===== Source data =====

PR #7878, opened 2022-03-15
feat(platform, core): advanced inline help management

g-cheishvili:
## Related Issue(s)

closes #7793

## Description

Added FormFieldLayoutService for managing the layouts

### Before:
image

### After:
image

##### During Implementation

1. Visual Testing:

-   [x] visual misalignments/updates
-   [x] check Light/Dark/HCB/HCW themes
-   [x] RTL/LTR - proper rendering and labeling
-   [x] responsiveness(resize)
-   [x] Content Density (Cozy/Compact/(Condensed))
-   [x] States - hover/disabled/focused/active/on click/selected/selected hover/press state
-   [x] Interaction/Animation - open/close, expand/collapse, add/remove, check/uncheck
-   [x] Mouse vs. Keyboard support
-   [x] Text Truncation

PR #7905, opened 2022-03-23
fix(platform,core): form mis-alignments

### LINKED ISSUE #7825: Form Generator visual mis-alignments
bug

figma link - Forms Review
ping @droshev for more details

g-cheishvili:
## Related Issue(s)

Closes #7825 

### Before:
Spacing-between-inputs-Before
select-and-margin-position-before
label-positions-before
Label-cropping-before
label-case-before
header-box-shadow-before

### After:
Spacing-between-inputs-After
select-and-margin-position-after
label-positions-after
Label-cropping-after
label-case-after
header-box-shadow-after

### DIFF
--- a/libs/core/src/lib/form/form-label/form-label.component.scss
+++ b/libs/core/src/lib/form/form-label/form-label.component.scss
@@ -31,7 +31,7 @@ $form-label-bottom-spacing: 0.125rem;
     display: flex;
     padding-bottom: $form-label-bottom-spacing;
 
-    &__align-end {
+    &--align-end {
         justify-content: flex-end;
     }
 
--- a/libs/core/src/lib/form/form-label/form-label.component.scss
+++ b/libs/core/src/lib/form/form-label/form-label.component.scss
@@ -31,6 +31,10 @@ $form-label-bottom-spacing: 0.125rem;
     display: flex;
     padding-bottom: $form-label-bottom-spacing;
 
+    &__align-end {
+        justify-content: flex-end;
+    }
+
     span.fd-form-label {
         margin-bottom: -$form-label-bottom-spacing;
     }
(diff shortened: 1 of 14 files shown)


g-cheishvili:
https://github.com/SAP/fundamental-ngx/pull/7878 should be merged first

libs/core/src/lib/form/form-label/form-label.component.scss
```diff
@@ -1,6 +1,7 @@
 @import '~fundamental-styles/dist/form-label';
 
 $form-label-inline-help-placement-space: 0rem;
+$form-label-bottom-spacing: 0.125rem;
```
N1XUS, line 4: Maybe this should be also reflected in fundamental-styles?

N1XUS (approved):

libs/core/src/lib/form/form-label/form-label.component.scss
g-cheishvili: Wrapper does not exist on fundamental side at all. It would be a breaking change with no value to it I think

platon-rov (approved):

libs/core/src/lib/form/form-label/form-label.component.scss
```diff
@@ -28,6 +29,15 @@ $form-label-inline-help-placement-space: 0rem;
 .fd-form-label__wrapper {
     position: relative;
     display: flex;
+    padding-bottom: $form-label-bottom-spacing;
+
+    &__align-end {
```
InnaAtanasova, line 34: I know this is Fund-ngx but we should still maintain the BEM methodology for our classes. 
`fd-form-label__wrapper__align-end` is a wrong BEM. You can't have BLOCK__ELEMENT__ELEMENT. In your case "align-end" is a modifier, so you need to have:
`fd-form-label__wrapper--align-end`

=====
===== Source data =====

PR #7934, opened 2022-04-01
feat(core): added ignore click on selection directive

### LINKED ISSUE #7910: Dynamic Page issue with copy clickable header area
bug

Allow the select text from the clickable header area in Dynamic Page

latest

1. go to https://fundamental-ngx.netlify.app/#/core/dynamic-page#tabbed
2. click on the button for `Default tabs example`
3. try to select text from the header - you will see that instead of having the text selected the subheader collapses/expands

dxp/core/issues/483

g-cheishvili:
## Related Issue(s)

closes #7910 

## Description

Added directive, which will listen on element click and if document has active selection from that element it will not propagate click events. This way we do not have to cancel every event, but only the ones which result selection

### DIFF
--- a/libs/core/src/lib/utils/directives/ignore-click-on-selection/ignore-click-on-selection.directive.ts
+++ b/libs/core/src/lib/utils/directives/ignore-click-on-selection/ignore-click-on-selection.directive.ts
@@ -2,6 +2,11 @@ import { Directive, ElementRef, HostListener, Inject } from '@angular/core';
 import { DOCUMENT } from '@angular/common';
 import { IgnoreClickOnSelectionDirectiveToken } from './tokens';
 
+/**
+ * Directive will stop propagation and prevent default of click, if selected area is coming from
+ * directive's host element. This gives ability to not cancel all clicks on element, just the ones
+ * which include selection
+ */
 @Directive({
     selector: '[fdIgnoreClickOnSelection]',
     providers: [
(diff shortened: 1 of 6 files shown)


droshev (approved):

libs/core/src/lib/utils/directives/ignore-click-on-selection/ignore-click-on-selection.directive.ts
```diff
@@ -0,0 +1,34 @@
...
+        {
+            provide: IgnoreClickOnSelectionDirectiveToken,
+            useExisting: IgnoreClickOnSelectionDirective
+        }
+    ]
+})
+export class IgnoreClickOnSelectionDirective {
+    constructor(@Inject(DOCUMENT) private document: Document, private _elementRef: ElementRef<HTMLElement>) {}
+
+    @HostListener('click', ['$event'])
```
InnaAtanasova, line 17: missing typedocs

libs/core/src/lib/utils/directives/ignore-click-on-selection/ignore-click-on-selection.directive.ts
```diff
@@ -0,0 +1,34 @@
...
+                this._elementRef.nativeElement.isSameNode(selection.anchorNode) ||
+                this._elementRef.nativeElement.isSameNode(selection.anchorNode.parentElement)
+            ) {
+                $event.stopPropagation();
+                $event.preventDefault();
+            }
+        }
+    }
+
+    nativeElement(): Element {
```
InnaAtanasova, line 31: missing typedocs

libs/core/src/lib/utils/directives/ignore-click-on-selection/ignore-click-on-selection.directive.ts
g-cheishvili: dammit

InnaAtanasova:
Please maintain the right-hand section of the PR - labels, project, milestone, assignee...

=====
===== Source data =====

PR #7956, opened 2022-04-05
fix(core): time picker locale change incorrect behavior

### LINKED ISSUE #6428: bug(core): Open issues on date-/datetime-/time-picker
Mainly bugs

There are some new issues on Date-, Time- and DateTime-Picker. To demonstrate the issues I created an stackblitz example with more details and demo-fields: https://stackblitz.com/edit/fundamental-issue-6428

=====

* [Work required]: Using the data above, return every line that contains the string "clickable".

* [Exercise solution]:
### LINKED ISSUE #7910: Dynamic Page issue with copy clickable header area
Allow the select text from the clickable header area in Dynamic Page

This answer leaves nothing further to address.